# Dreams about women who are not my wife!



## Twineball

We've been together for over three years and I have never had any inkling toward cheating on her. I do not entertain this now, and I know that if I were faced with temptation, I would remain faithful to my wife with flying colors. Actual cheating is not an issue as far as I'm concerned. 

The past couple weeks, however, I've been having strange dreams in which I am sexually involved with a different woman. In my dreams, it's never a woman that actually exists, it's always just a made up character. But in the dream, I am still married, but fooling around. The women in the dreams are never like a stereotypical "fantasy" girl. They're just normal women with whom the dream-me has a connection.

Any psychoanalysts wanna fill me in as to whether this means anything? Because I wake up feeling guilty and weird about it, and I honestly don't like it. But a person can't help what they dream, right?


----------



## draconis

Most people control there dreams before they go to bed. The fact that you wake up feeling "guilty" shows you a small amount what you'd feel like if you did cheat.

Most would point out that while it means very little, it might be hinting to the fact that you feel like you don't have enough sex, not a wide variety or miss having the newness of the relationship.

You might want to communicate to your wife that you'd like to spice things up a bit. You don't have to tell he bout the dreams, just that you want to break the routine.

draconis


----------



## Chris H.

I think Draconis is pretty close here. I know a psychoanalyst that might say "dreams are our subconscious desires or wish fulfillment."

In your post you pretty staunchly deny your desire to cheat, which is probably the way you deal with this uncomfortable desire. When we cope like that, sometimes our desires will come out in our dreams.

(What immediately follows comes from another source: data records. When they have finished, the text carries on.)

PR #532, opened 2024-04-16
feat: transcriber detect bots and leave

damencho:


src/test/java/org/jitsi/jigasi/CallsHandlingTest.java
```diff
@@ -557,6 +587,8 @@ public void testNoFocusInTheRoom()
 
         AbstractGateway.setJvbInviteTimeout(
             AbstractGateway.DEFAULT_JVB_INVITE_TIMEOUT);
+
+        logger.info("");
```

It's ok though, it doesn't mean that you will ever cheat, it could just be that you have a little too much denial going on. The fact that you experience the guilt upon waking is a healthy reaction for your relationship. I think you're pretty safe.


----------



## greenbaglady

Thanks for posting this actually lol!
I'm also married (5 years) and am happily married I wouldn't want to be with anyone else in the world!!
Except every once in a while at least once a month i have a vivid dream about my first boyfriend from high school and its usually a very fulfilling dream and I wake up really happy to have seen him--however later feel horrible because I'm with my husband :-o
It's really weird how the mind works....I'd actually like to know what that dream means--why I keep having dreams of my ex boyfriend! I even hear little updates about him from my mom and it turns out he didn't grow up very sucessful or isnt a "good boy" like he use to be w/me.
Maybe I ought to tell my mom to stop telling me about him and the dreams will go away haha!


----------



## draconis

Many times if you are thinking of something before you goto bed you can dream about it. Then again maybe you just don't have closure. Chances are it is nothing.

draconis


----------



## A Good Husband

When things like this have happened to me in the past, I have found it helpful to take some quiet time and sit and ponder the dream. Instead of tensing up and trying to deny the feelings, I just allow my head to go wherever it needs to and I ask why it's going there. 

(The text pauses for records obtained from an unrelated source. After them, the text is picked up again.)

PR #542, opened 2024-08-20
fix: set the timestamps from jigasi

rpurdel:


oanaianc (dismissed):

damencho:
This will not give correct results as sometimes the results can be not in the correct order - partial and final results.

Usually I make some sort of discovery about where I'm at in life, where my relationship is, or something completely unrelated. It can often be an uncomfortable discovery, but your subconscious is trying to sort something out. I wouldn't worry about it, but instead just allow yourself to discover what it is.


----------



## mollyL

*Re: Don't worry about it*

I agree with Good Husband. Taking time to reflect on your dreams is a good way to be more in touch with yourself.
I don't agree that because you dream of making love to other women means that you want to be unfaithful to your wife; not at all. Dreams about sex don't necessarily have to be about sex; it could be about an other intimacy, about trust, etc.
If you say that every sexual dream you have is about sex, then you must believe that the purple-spotted dragon you dreamed about last night or the flying monkeys you dreamed about last week are all about reality...or maybe they are symbolic, just the way a sex dream can be symbolic.
Stop beating yourself up!


----------



## debrajean

In all honesty I believe many married men and women have these types of dreams...I know I do. But, I have no desire to sleep with anyone else, I think they come just b/c I'm feeling horny. It's a good thing my husband is there to satisfy my dreams. I wouldn't worry too much about this, you sound pretty normal, just unload the guilt and wrap your arms around your wife. :smthumbup:


----------



## tater03

I would have to agree with you debrajean. There are some dreams that do bug me and I feel I need to really think about them and maybe find the meaning but in my case it is not any sex dreams that I may have. I just take them as having had a good nights sleep with a plus added to it.


----------



## oceanbreeze

a lot of times i have dreams of cheating on my betrothed with either a different version of him or another guy. other times dreams with him. still i dont find myself at all wanting to cheat or being with anybody else, but in my dreams i'm able to act out whatever i want because i am aware i'm dreaming and it's safe there.


----------



## stav

I have these sorts of dreams every now and then...  last week it was George Clooney, the time before that it was Antonio Banderas... I'm not lacking anything in my real life, nothing wrong with a vivid and fertile imagination.. you sound like a normal human being to me, stop beating yourself up about it


----------



## sarahdale24

I would talk to you wife. Tell her about these dreams, and tell her what you told us. That you know you would never cheat on her and everything you put in your original thread. I say this because maybe she can help you, and it could cause you to communicate a little more about little problems...which this dream seems to be.
I say this because I did the same thing, ecept it was with a REAL person.

When I was 15yrs old I met my 1st love. He was older than me...to old to date legally, but I still haven't forgot about him, and he'll always hold a dear place in my heart because he was considered a dear friend to me. A few weeks ago I had a dream about him...I asked a friend what to do and she suggested me talk to my husband. I'm glad I did...because he was understanding, he trusts me that I would never do anything. (Plus I couldn't anyway, this 1st love of mine was killed 5 years ago by a former friend of his from his "bad days". ) So, even though I can never "act" on this, nor would I because I have a wonderful husband, I still had the dreams. Talk to her. Prepare for some friction, but hopefully she will be understanding and you can figure out together why you are having these dreams...


----------